Pink Floyd es uno de sus pilares existenciales y musicales por este día ;)
¡Espero que lo disfrutes!! no hay mejor compañía ni guía que la que pone la guinda a este pastel :)

Don_Diego
Rango12 Nivel 56
hace alrededor de 1 mes

Es mucho!!! Pero sé que es bueno para leer. Lo he estado posponiendo no creas que se me olvida. Mas lo leer de a poco, pues no me alcanza el tiempo para hacer de golpe o de manera rapida. En fin, te sigo leyendo. Por cierto cual es exactamente la cronologia? Bueno leere primero esta que ya inicie y lyego las otras, sin embargo saber el orden seria bueno.

Gala_Sanchez_Montero
Rango10 Nivel 49
hace alrededor de 1 mes

-"TIC-genealogía de la bestia-TAC": tiene 6 años en los hechos narrados. Lo escribe en retrospectiva a los 18 tras su primera bajada a los infiernos y en plena crisis existencial por ella. para tratar de reflexionar sobre lo que le ha llevado a ese punto.

-"Réquiem por el Maestro Titiritero": lo escribe a los 18 años, son las reflexiones que acompañan a los episodios de su vida narrados en "TIC-genealogía de la bestia-TAC" (en realidad son el mismo libro, pero pongo las reflexiones por un lado y los hechos por otros para poder ir avanzando en ambos).
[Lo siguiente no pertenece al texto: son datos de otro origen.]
PR #2062, opened 2014-05-02
Skips for PYCC mode

lukecampbell:


lukecampbell:
@jamie-cyber1 this should fix some DM test failures.

PR #2063, opened 2014-05-05
Fixes test_sparse_values on pycc

lukecampbell:
- The test publishes to a dataset 4 times but the monitor only listened
  to three of them before making assertions causing it to sporadically
  fail. The solution, here, was to add another wait at the third publish.


lukecampbell:
@jamie-cyber1 This one has been failing for far too long, sorry about that.

jamie-cyber1:
:+1:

-"Ideas universales del búho anacoreta": lo escribe con 11-12 años, cuando está en el manicomio debido a que no es capaz de "procesar" la muerte de la madre ni mucho menos superar él solo el duelo (el padre cambia tras la muerte de la madre: no cuenta con su apoyo, más bien con su rechazo). Lo hace para tratar de sistematizar su mundo metafórico y sus ideas más metafísicas (presocrático) con el objetivo de tratar de entender y averiguar "a dónde" ha ido su madre y "por qué" se ha ido dejándole solo.
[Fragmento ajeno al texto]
PR #2066, opened 2014-05-06
CIDEVSTC-84	 Implement notification delivery by rule

MauriceManning:
Implement batch processing for UNS to meet R3 scope. Aligns with updated notifications.yml.
- supports multiple delivery configurations per NR
- adds NR name to event summary in email
- supports notification types: simple, platform, site and facility using outil
- batch processing does not support digest DeliveryMode 

this PR will NOT pass buildbot until the new notifications.yml is merged:
https://github.com/ooici/ion-definitions/pull/564

@mmeisinger please review
@brianmckenna please review
@seman  please review

### DIFF
--- a/ion/services/dm/presentation/user_notification_service.py
+++ b/ion/services/dm/presentation/user_notification_service.py
@@ -369,7 +369,8 @@ class UserNotificationService(BaseUserNotificationService):
 
         @retval notifications list of NotificationRequest objects
         """
-        notifications = []
+        #todo remove and use self.user_id_to_nr_map
+        self.notifications = []
         user_notif_req_objs, _ = self.clients.resource_registry.find_objects(
             subject=user_info_id, predicate=PRED.hasNotification, object_type=RT.NotificationRequest, id_only=False)
 
@@ -378,9 +379,9 @@ class UserNotificationService(BaseUserNotificationService):
         for notif in user_notif_req_objs:
             # do not include notifications that have expired
             if notif.temporal_bounds.end_datetime == '':
-                    notifications.append(notif)
+                    self.notifications.append(notif)
 
-        return notifications
+        return self.notifications
 
 
     def create_worker(self, number_of_workers=1):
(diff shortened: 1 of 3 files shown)


ion/services/dm/presentation/user_notification_service.py
```diff
@@ -426,68 +441,300 @@ def process_batch(self, start_time = '', end_time = ''):
...
+        # retrieve all users in the system
+        users, _ = self.clients.resource_registry.find_resources(restype=RT.UserInfo)
 
-            notifications = self.get_user_notifications(user_info_id=user_id)
-            notifications_disabled = value['notifications_disabled']
-            notifications_daily_digest = value['notifications_daily_digest']
+        for user in users:
+
+            #retrieve all the active notifications assoc to this user
+            notifications = self._get_user_notifications(user_info_id=user._id)
```
mmeisinger: This is not effective database-wise and I suggest to change the loop.
Currently it makes a read for every user in the system, no matter if there are subscriptions or not.
It may be better to initially read all the NotificationRequest resources and all associations at once and then bucket in memory.

ion/services/dm/presentation/user_notification_service.py
```diff
@@ -426,68 +441,300 @@ def process_batch(self, start_time = '', end_time = ''):
...
+
+        # the most common subscription is an origin and an event type so create a map that has that pair as a tuple
+        if origin_id and origin_id != '*':
+
+            # get the union of origins and event types to build the query
+            if not origin_id in self.origins :
+                self.origins.append(origin_id)
+
+            if notification.event_type and notification.event_type != '*':
+                tuple = (origin_id, notification.event_type)
```
mmeisinger: tuple is a reserved word in Python for the type and should not be used as a variable

mmeisinger:
Nice implementation. Good forward progress here!
A couple smaller issues above

MauriceManning:
https://github.com/ooici/coi-services/pull/2070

-"Entrevista a Sísifo": esto forma ya parte de la novela, por eso está escrito en tercera persona. Sucede a los 25 años, cuando ya ha hecho su Gran Show y ya es famoso y reconocido nacional e internacionalmente. Su música y él bajo el pseudónimo de Sísifo se han convertido en un fenómeno de masas: como músico ha iniciado una auténtica revolución con su concepto musical que ha puesto el mundo del arte patas arriba; como persona se convierte en un misterio inalcanzable e insondable más allá de lo que él revela a través de su música, un artista maldito, tan odiado como admirado por su estilo y filosofía de vida; además se convierte en un fetiche tanto para hombres como para mujeres y sobre todo para el mundo LGTBI+ que tras su Show lo convierten con su apoyo indiscutible en referente y líder del movimiento Queer; cosa que evidentemente él aprovecha para exponer sus ideas acerca del género, la sexualidad y para cargar duramente contra la monogamia, defendiendo modelos de relaciones más acorde con la naturaleza humana como las relaciones abiertas o el poliamor (a lo largo de su vida son constantes las reflexiones y revisión personal de estos conceptos, tanto sobre su género, como sobre su la sexualidad, y el no a la monogamia; aprovecha su fama para revelar sus conclusiones al respecto, pues cree que de los deseos reprimidos y de la negación de la naturaleza animal del ser humano es de donde surgen los problemas en el individuo y por tanto en la sociedad).

-"Carta a Hades": la escribe con 23 años y se la deja en la Cubierta a Hades antes de irse al Tíbet con Manish (un viaje de meditación con el objetivo de personarse a sí mismo y así poder iniciar su relación con el Rojo: es la condición que él mismo se autoimpone para evitar hacerle daño). Se la deja para que la lea junto con el libro de "Réquiem por el Maestro Titiritero" con el objetivo de que Hades, el Capitán, empatice con él de una vez por todas y le permita entrar en la tripulación (evidentemente no se fía de él). Quiere entrar en la tripulación porque cree en Manish y se siente preparado para mostrar su don al mundo: pero ni ha perdonado a los demás ni mucho menos a sí mismo y eso le impide tocar su música a la masa porque cree que no la merecen por el daño y el rechazo que le han hecho sufrir; él tampoco cree merecer su perdón por lo que hizo en su primera bajada a los infiernos, es lo que intenta superar en el Tíbet. Es útil leerlo para entender las relaciones entre los protagonistas y, sobre todo, la rivalidad entre Alan (nihilista negativo) y Hades (nihilista positivo).

-"Cartas a Sísifo": son cartas mías, de la autora, dirigidas al personaje (nihilista negativo) es un simple experimento, que me ayuda a "crear su voz".